Abstract
Most or all connectionist sentence processing models have been limited to simple sentences or small domains (St. John & McClelland, 1990; Miikkulainen & Dyer, 1991; Dell, Chang, & Griffin, 1999). Our goal is to develop an integrated connectionist model of sentence comprehension and production that is capable of handling complex sentences from a reasonably broad domain.
The language on which the model has been trained is a subset of English including 36 word stems and permitting active and passive constructions, multiple verb tenses, number agreement, several forms of relative clauses and prepositional phrases, articles, adjectives, adverbs, and dative objects. In these preliminary experiments, sentences were limited to 10 words in length. Comprehension is viewed as the process of mapping from a sequence of words to a static message, or representation of sentence meaning, and production as the reverse mapping. How messages are encoded is of principal importance.

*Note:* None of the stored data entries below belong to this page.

PR #1552, opened 2015-06-01
Mx record checks

almathew:
Just up for review. Don't merge until we can confirm `make_mx_record()` is working

### DIFF
--- a/requirements.txt
+++ b/requirements.txt
@@ -38,6 +38,7 @@ mock==1.0.1
 newrelic==2.50.0.39
 ordereddict==1.1
 pep8==1.3.3
+pydns==2.3.6
 pyflakes==0.5.0
 pynliner==0.5.1
 pysolr==3.2.0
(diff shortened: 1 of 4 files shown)


aspidites:
> Don't merge until we can confirm make_mx_record() is working
And how do we do that?

almathew:
I should be testing it tomorrowish.

tdphillips:
I ran make_mx_record for indianapolis.jobs. `dig indianapolis.jobs MX` returns nothing (and probably won't for 24-48 hours) but specifying your name server makes the record show up (`dig @ns.1454.awsdns-53.org indianapolis.jobs MX`).

`dig @ns-1454.awsdns-53.org indianapolis.jobs MX`

tdphillips:
What do you know, it was more like ten minutes than 24 hours.

almathew:
Does it point to sendgrid correctly?

tdphillips:
Looks like it. It's the same as the record for my.jobs.

tdphillips:
Removed the DO NOT MERGE label but I would like #1605 to be looked at first.

PR #1553, opened 2015-06-01
[PD-1335] Reports - add regeneration as 4th column in report lists

galitskyd:
- Added new column for regenerate and updated JS to handle new rules
- Edit regenerate functionality to always regenerate (as opposed to checking to see if the file already exists and ignore the request) and delete the old report file if it already exists.

Sidebar:
regenerate

Archive:
screen shot 2015-06-01 at 4 23 34 pm


aspidites:
Works as expected locally. :+1:

PR #1554, opened 2015-06-02
[PD-1403] Parse query params as unicode instead of ascii.

aspidites:
Changed what's passed to urlencode to prevent errors.

### DIFF
--- a/universal/helpers.py
+++ b/universal/helpers.py
@@ -23,11 +23,14 @@ def update_url_param(url, param, new_val):
     outputs:
     The new url.
     """
+
     url_parts = list(urlparse(url))
     parts = copy(url_parts)
-    query = dict(parse_qsl(parts[4]))
+    query = {k.encode('utf-8'): v.encode('utf-8')
+             for k, v in parse_qsl(parts[4])}
     query[param] = new_val
     parts[4] = urllib.urlencode(query)
+
     return urlunparse(parts)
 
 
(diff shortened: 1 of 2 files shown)


universal/helpers.py
```diff
@@ -23,11 +23,14 @@ def update_url_param(url, param, new_val):
     outputs:
     The new url.
     """
+
     url_parts = list(urlparse(url))
     parts = copy(url_parts)
-    query = dict(parse_qsl(parts[4]))
+    query = {k.encode('utf-8'): v.encode('utf-8')
+             for k, v in parse_qsl(parts[4])}
```
JLMcLaugh: Could you write a regression test for this?

aspidites: Yeah.

aspidites:
@JLMcLaugh 
Hmmm... I have to remember how to reproduce this before I can write a regression test. I tried running unicode through the helper on qc and master vs this one and don't get errors, so it seems to be something in whatever uses this helper. Unfortunately, I'm having a heck of a time getting saved searches to send locally on staging. In other words, it could be a minute before I'm able to do as you ask. I'm not ignoring you.

aspidites:
OK. Finally able to reproduce this.

aspidites:
May already be fixed on QC. Closing this in the mean time.

aspidites:
Correctly. Apparently if I am the recipient of the saved search, QC works, if @almathew is, it breaks. This PR fixes both cases though.

fezick:
Did regression tests get written for this? I don't see it in the commit.

aspidites:
@fezick no. Walking over to explain why...

aspidites:
Figured it out (kind of). Writing a unit test now.

aspidites:
@fezick @JLMcLaugh all: There's now a test for this case.

PR #1555, opened 2015-06-02
Removed destructive statements from SQL.

aspidites:
Removed the overwriting of column values. Tested on mysql and sqlite. I'd rather this was tested on qc before hotfixing master, if possible (Which means we need to add these values to at least one record to see if migrating backward then forward again breaks anything as it does in production).


tdphillips:
We'll need to roll back to 12 before merging, won't we?

aspidites:
@tdphillips  I don't think it matters, since the backward migration is the same. We'd just want to update records before forward migrating.

PR #1574, opened 2015-06-04
[PD-1415] Fixed regenerate.

aspidites:
Didn't notice before because contactrecord report doesn't rely on json. The fix was to not pass values to the serialize function when regenerating. In other words, json represents all pristine records and should only be modified on export (which I thought I was doing but obviously wasnt).

### DIFF
--- a/myreports/models.py
+++ b/myreports/models.py
@@ -66,8 +66,7 @@ class Report(models.Model):
     def regenerate(self):
         """Regenerate the report file if it doesn't already exist on disk."""
         if not self.results:
-            values = json.loads(self.values)
-            contents = serialize('json', self.queryset, values=values)
+            contents = serialize('json', self.queryset)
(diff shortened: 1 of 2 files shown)


aspidites:
Wrote unit tests.

aspidites:
Spoke with hal, and he wants this out by tomorrow morning. I'll make the qc and staging versions after this goes out, as to not make the PR page too busy.

aspidites:
@JLMcLaugh  I don't think there are any more sensible tests that can be written for regenerate. The other case to worry about is when the format of the report has changed, in which case, there isn't any sensible way to regenerate, and thus I would expect an error. The only manageable way I can see to prevent such errors in the future is not through regression tests, but rather by ensuring that there is a data migration to accompany changes to the JSON structure for reports (or that a manually written query takes that into account).

PR #2289, opened 2016-05-09
A few tweaks.

aspidites:
1. Disabled the "Comm records per month per partner" report, as it wasn't functioning properly and was meant to be disabled anyway.
2. Added "Dynamic Reports" to Employer menu, but only accessible by superusers. Got tired of URL munging, and it sounded like this was close to release anyway.
3. Removed `companyName` from react template, as we aren't using it.
4. Beta Menu - React profile units, new reporting, and nonuser outreach are now available in a beta menu which is restricted to super users with an @apps.directemployers.org email address. Should be easier to test react things now before official releases.
# Testing
You should see "Dynamic Reports" in the Employers menu. You should also notice that no aggregated reports are available to be run, after first doing a `./manage.py reset_dynamic_data'.


tdphillips:
Merge conflicts.

PR #2292, opened 2016-05-09
[PD-2333] Report Clone

darrint:
## Review

* `myreports/datasources/base.py` defines a new method for filling out a previously used filter with UI data needed to display it.
* other files in `myreports/datasources` fill out that method on existing datasources.
* UI code uses the state portion of browser history to retrieve/store the prefilled filter. (Redux will improve this in the future but we might still use the history mechanism this way.)
* The two pane select control in reporting needed some adjustments.
* I'm still staying clear of date controls.

## Testing

* Set some filters and run a report.
* Navigate somewhere else.
* Click the menu on the previously run report and choose clone.


aspidites:
Cloned reports should have a name of "Clone of <name of cloned report>". See old reporting, for example.

darrint:
Fixed. Not sure why I didn't get an Eslint warning on that though. :-/

tdphillips:
Maybe I'm blind but I'm not seeing where the report name is being modified.

darrint:
`ReportList.jsx`

PR #2295, opened 2016-05-10
Add regenerate [PD-2332]

tdphillips:


tdphillips:
There's no in

tdphillips:
There's no indicator that things happened outside of the popup dismissing.

aspidites:
Depending on which definition of refresh you use (old reporting has been told to do one or the other at different times during development), regenerate may or may not be functioning as intended. If You create a contact report, then retcon a new contact and refresh that report, the counts are the same as the old report, but creating a new contact report shows the new counts.

Example: I started with 162 rows. I added a new record for a new  contact and refreshed the report. Still showed 162 rows. Creating a new contact record with the same parameters showed 163 rows.

tdphillips:
Looking at DynamicReport.regenerate

haliscooper:
It should have the newer data.

tdphillips:
It's magical what saving a modified object will do.

PR #2297, opened 2016-05-10
PD-2382 - Added function to scroll report to top, when a report is run.

misterjonscott:
# It's nothing complex.
I added a loop to scroll over 250ms so the user sees they're being taken back to the top, and not to a new page.

### DIFF
--- a/gulp/src/reporting/SetUpReport.jsx
+++ b/gulp/src/reporting/SetUpReport.jsx
@@ -90,7 +90,7 @@ export default class SetUpReport extends Component {
 
   scrollToTop() {
     const scrollLoop = setInterval(() => {
-      if (document.body.scrollTop <= 100) {
+      if (document.body.scrollTop <= 0) {
         clearInterval(scrollLoop);
       }
       document.body.scrollTop = document.body.scrollTop + ((0 - document.body.scrollTop) / 250 * 10);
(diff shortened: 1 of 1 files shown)


aspidites:
Would it be handy to have this in common so we can use it elsewhere? I suspect User Management would be a good candidate for this next.

gulp/src/reporting/SetUpReport.jsx
```diff
@@ -88,6 +88,15 @@ export default class SetUpReport extends Component {
     }
   }
 
+  scrollToTop() {
```
tdphillips: Should we call something "scrollToTop" if it doesn't scroll to the top?

aspidites: May be nice to parameterize this by the amount to scroll on each interval as well as the point at which to stop.

misterjonscott:
@aspidites This could certainly be expanded to take inputs and be re-used on other pages, but in the interest of time, and the context of the ticket, this seems appropriate for now.  If anyone feels we should make this into a full-featured function in the common tools, I'll close this request and focus on those changes.

gulp/src/reporting/SetUpReport.jsx
misterjonscott: @tdphillips I changed the "top" back to 0, assuming that's what you meant with your comment.  Thanks for catching that.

Although hand-coded messages have been used in the past, designing appropriate representations for complex sentences is no easy task and they may hinder the networks' ability to make use of shared information. Therefore, networks were trained to form message encodings given the proposition components of sentence meaning. Although RAAMs (Pollack, 1990) were investigated, better representations were obtained using a query output network (St. John & McClelland, 1990). The message decoder was able to answer 99.0% of queries correctly. A simple recurrent network was then trained on the comprehension task using as targets the messages constructed by the encoder. Given the messages derived from comprehension, the decoder correctly responded to 96.1% of the queries.
A key feature of the model is the suggestion that word prediction during comprehension may provide a principal training signal for production. The word-selection component of production may be viewed as predicting what another person would say to convey a particular meaning. While learning comprehension, the network was also trained to predict the next word in the input, relying on a varying level of context. When given a complete message as context and selecting the most-strongly-predicted word for production, the network was able to correctly produce 86.5% of the sentences. This appears to be significantly better than results obtained in previous work (Dell, Chang, & Griffin, 1999). We have begun to evaluate the model in its pattern of errors, preference for various forms of embedding, and sensitivity to syntactic priming.
References
Dell, G. S., Chang, F., and Griffin, Z. M. (in press). Connectionist models of language production: Lexical access and grammatical encoding. Cognitive Science, 28(4).
Miikkulainen, R. and Dyer, M. G. (1991). Natural language processing with modular PDP networks and distributed lexicon. Cognitive Science, 15, 343-399.
Pollack, J. B. (1990). Recursive distributed representations. Artificial Intelligence, 46, 77-105.
St. John, M. F., and McClelland J. L. (1990). Learning and applying contextual constraints in sentence comprehension. Artificial Intelligence, 46, 217-457.